>>
Issue #973, opened 2025-01-09
Top level error handling


joaomendoncaa:
### Feature Description

we should be more cognizant of error handling in autocmds. every time there's a problem with Blink's setup it explodes in your face, be it an error in installation, or a problem with some provider/source - we should be able to at least have an option to suppress these errors or make them more subtle (maybe just logs?).

especially in `TextChangedI`'s case, neovim stays unusable - it's even hard to exit the damn thing 😄 

![imagem](https://github.com/user-attachments/assets/90c40ae3-7de3-4e8d-af3a-c820673cfefc)

itsthomashere:
> we could simply wrap all these autocmd callbacks with a pcall HOF util function, write errors to logs, and/or notify the user based on a config parameter

I ran into this for quite sometime and it was really annoying too since it basically blocked neovim.

smjonas:
I agree, trying to update my config to fix the issue was very annoying as the error appeared on every keystroke. In the code, I noticed that you're using Lua's `error` function. I would recommend using something like `vim.notify_once` instead which will only show the error once.

PR #1523, opened 2025-03-28
refactor(validate): Use `nvim_echo` for emitting config errors

OXY2DEV:
## Issue

The default error message is way too big and it's kinda hard to find the *actual* error part.

## Solution

Use `nvim_echo()` instead of `error()`.

> As this will most likely be run only once we shouldn't need `notify_once()`.

## Images

A few images of the new error is given below,

Screenshot_2025-03-28-14-52-22-110_com termux-edit
<sup>Uses `nvim_echo()`</sup>
Screenshot_2025-03-28-14-52-45-957_com termux-edit
<sup>Fallback to `vim.notify()` when the other function isn't available</sup>

Ref: #973

### DIFF
--- a/doc/configuration/fuzzy.md
+++ b/doc/configuration/fuzzy.md
@@ -29,7 +29,7 @@ If possible, it's highly recommended to use the Rust implementation of the fuzzy
 
 ### Prebuilt binaries (default on a release tag)
 
-By default, Blink will download a prebuilt binary from the latest release, when you're on a release tag (via `version = '*'` on `lazy.nvim` for example). If you're not on a release tag, you may force a specific version via `fuzzy.prebuilt_binaries.force_version`. See [the latest release](https://github.com/saghen/blink.cmp/releases/latest) for supported systems. See `prebuilt_binaries` section of the [reference configuration](./reference.md#fuzzy) for more options.
+By default, Blink will download a prebuilt binary from the latest release, when you're on a release tag (via `version = '1.*'` on `lazy.nvim` for example). If you're not on a release tag, you may force a specific version via `fuzzy.prebuilt_binaries.force_version`. See [the latest release](https://github.com/saghen/blink.cmp/releases/latest) for supported systems. See `prebuilt_binaries` section of the [reference configuration](./reference.md#fuzzy) for more options.
 
 You may instead install the prebuilt binaries manually by downloading the appropriate binary from the [latest release](https://github.com/saghen/blink.cmp/releases/latest) and placing it at `$data/lazy/blink.cmp/target/release/libblink_cmp_fuzzy.$ext`. Get the `$data` path via `:echo stdpath('data')`. Use `.so` for linux, `.dylib` for mac, and `.dll` for windows. If you're unsure whether you want `-musl` or `-gnu` for linux, you very likely want `-gnu`.
 
--- a/lua/blink/cmp/config/utils.lua
+++ b/lua/blink/cmp/config/utils.lua
@@ -34,7 +34,34 @@ function utils.validate(path, tbl, source)
 
   -- check for erroneous fields
   for k, _ in pairs(source) do
-    if tbl[k] == nil then error(path .. '.' .. k .. ': unexpected field found in configuration') end
+    if tbl[k] == nil then
+		---@type string Use `→` to make each part distinct. `.` may confuse non-programmer users.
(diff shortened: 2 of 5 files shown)


OXY2DEV:
I can't believe I am being nagged by `stylua` for using `;` of all things.

😭

Saghen:
This looks really cool! My only worry is that noice.nvim seems to swallow it on startup by default and the user has to do `:messages` to see the message, which they likely don't know exists

OXY2DEV:
@Saghen I think we can do something like,

```lua
if package.loaded["noice"] then
  vim.warn(msg);
end
```

I will probably play around a bit and see what I can do.

---

Also, should I rework the other `error()`s too, just for consistency?

I think some of the errors can be shortened a bit(to prevent hit-enter on Startup).

OXY2DEV:
So, I am checking around and this seems to be an issue with `vim.ui_attach()` itself.

I believe when the message is sent Neovim's UI isn't ready yet so noice can't show it.

But, I am checking and `nvim_echo()` & `notify()` get ignored.

I will do some more digging and see if I can do something.

Saghen:
Perhaps there's an autocmd we need to wait for like `UIEnter`?

Saghen:
> Also, should I rework the other `error()`s too, just for consistency?

I don't think we should remove the `error()` calls anywhere, including in the validate, since we still want to stop execution. But I'm all for doing the `nvim_echo` in the downloader code as well

OXY2DEV:
> Perhaps there's an autocmd we need to wait for like `UIEnter`?

I don't want to use autocmds as in certain cases Neovim will straight up ignore UI updates anyway(e.g. when confirmation window pops up, or in 0.10 when `:s/` was used). So, it wouldn't really be a better solution than just simply delaying the message.

I think I need to rework the logic for detecting when custom UIs are used.

OXY2DEV:
> I'm all for doing the nvim_echo in the downloader code as well. This would result in the error message appearing twice though

I will check if I can do anything about it.

OXY2DEV:
> > Also, should I rework the other `error()`s too, just for consistency?
> 
> I don't think we should remove the `error()` calls anywhere, including in the validate, since we still want to stop execution. But I'm all for doing the `nvim_echo` in the downloader code as well. This would result in the error message appearing twice though

Do I change all the errors in `lua/blink/cmp/fuzzy/download/init.lua`?

OXY2DEV:
Hey @Saghen, does this message look clear enough?

Screenshot_2025-03-29-08-32-19-962_com termux-edit

I thought I use `fuzzy.prebuilt_binaries.{download}` instead of `fuzzy.prebuilt_binaries.download` as when I started it was a bit confusing to see the entire path of the option.

> I am using `vimdoc`'s parameter syntax which uses `{param}?` format.

This is what it will normally look like,
Screenshot_2025-03-29-08-34-41-532_com termux-edit

OXY2DEV:
@Saghen I have finished replacing the messages.

Some of them look as follows,
Screenshot_2025-03-29-08-10-10-385_com termux-edit
Screenshot_2025-03-29-08-21-30-667_com termux-edit
Screenshot_2025-03-29-08-34-41-532_com termux-edit
Screenshot_2025-03-29-10-10-50-044_com termux-edit
Screenshot_2025-03-29-10-59-33-760_com termux-edit

>[!NOTE]
> I have removed instances of `See the docs` as it's a bit ambiguous as the docs can be either the vimdoc help file, the README.md or the plugin's website.

>[!IMPORTANT]
> I have removed `= true` parts of certain message as it should be quite clear what "enabling" an option means.

I have changed the wording of the messages so you can review them, if you have the time.

>[!BUG]
> There's a bug with `noice` related to highlight groups as noice appears to *replace* the messages highlight groups with it's own highlight groups. So, the first printed message may sometimes have incorrect highlight groups.

There's also another issue with `noice` consuming multiple messages at startup and only showing the last one. But as far as I am aware this is currently a limitation of `vim.ui_attach()` so there's not much we can do about it(delaying the message doesn't do anything).

Feel free to propose changes.

Saghen:
It seems like `nvim_echo` is supported from `0.5+` so we should be good to drop the fallback to notify. I've adjusted the error wording and some of the highlights. If you're happy with it, we can merge! Sorry for the delay on this one

Saghen:
Amazing work on this, thanks again!

OXY2DEV:
Happy to help!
<<
■ **AIM OF THE EXERCISE**:
Transcribe the lines above between the line holding "we should be more" and the line holding "### Prebuilt binaries", inclusive, exactly as they stand and with nothing added.

■ **RESULT BELOW**:
we should be more cognizant of error handling in autocmds. every time there's a problem with Blink's setup it explodes in your face, be it an error in installation, or a problem with some provider/source - we should be able to at least have an option to suppress these errors or make them more subtle (maybe just logs?).

especially in `TextChangedI`'s case, neovim stays unusable - it's even hard to exit the damn thing 😄 

![imagem](https://github.com/user-attachments/assets/90c40ae3-7de3-4e8d-af3a-c820673cfefc)

itsthomashere:
> we could simply wrap all these autocmd callbacks with a pcall HOF util function, write errors to logs, and/or notify the user based on a config parameter

I ran into this for quite sometime and it was really annoying too since it basically blocked neovim.

smjonas:
I agree, trying to update my config to fix the issue was very annoying as the error appeared on every keystroke. In the code, I noticed that you're using Lua's `error` function. I would recommend using something like `vim.notify_once` instead which will only show the error once.

PR #1523, opened 2025-03-28
refactor(validate): Use `nvim_echo` for emitting config errors

OXY2DEV:
## Issue

The default error message is way too big and it's kinda hard to find the *actual* error part.

## Solution

Use `nvim_echo()` instead of `error()`.

> As this will most likely be run only once we shouldn't need `notify_once()`.

## Images

A few images of the new error is given below,

Screenshot_2025-03-28-14-52-22-110_com termux-edit
<sup>Uses `nvim_echo()`</sup>
Screenshot_2025-03-28-14-52-45-957_com termux-edit
<sup>Fallback to `vim.notify()` when the other function isn't available</sup>

Ref: #973

### DIFF
--- a/doc/configuration/fuzzy.md
+++ b/doc/configuration/fuzzy.md
@@ -29,7 +29,7 @@ If possible, it's highly recommended to use the Rust implementation of the fuzzy
 
 ### Prebuilt binaries (default on a release tag)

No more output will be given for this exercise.